EXERCISE REQUIREMENTS —
Please find how many lines of the data contain the string "should", and respond with that number only.

##### SOURCE RECORDS

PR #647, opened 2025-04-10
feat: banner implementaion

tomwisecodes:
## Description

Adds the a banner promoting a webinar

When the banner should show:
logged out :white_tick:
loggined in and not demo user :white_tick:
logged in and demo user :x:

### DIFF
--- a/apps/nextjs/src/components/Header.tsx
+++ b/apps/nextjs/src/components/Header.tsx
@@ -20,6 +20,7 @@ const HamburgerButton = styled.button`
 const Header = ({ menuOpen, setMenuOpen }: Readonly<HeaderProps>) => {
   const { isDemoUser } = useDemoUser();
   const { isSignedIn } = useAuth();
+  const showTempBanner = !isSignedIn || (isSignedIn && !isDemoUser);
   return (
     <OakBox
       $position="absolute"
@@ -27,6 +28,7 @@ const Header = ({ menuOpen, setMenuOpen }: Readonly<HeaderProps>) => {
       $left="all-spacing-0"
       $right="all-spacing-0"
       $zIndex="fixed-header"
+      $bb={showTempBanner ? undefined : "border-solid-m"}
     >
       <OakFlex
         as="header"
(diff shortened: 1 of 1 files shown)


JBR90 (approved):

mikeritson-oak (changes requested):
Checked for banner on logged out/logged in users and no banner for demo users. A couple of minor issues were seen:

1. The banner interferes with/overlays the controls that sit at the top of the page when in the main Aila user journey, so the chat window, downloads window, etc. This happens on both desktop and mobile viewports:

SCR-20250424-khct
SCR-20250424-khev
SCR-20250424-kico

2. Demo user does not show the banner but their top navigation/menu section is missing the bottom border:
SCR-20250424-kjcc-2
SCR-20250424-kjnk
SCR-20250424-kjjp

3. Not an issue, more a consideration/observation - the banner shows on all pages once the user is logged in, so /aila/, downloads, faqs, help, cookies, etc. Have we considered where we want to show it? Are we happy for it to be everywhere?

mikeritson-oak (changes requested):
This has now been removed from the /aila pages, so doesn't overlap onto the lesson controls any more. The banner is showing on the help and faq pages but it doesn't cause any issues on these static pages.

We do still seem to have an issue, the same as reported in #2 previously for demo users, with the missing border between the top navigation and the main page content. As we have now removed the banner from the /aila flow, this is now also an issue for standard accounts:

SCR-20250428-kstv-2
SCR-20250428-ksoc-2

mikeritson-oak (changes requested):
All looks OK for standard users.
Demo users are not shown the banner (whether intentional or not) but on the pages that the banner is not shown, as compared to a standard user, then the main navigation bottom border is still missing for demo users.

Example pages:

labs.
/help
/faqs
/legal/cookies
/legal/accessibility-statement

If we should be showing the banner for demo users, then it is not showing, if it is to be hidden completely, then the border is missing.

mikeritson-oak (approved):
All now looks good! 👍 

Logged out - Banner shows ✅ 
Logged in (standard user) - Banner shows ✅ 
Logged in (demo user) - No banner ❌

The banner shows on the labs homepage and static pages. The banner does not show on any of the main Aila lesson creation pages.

##########

ANSWER SPACE —
2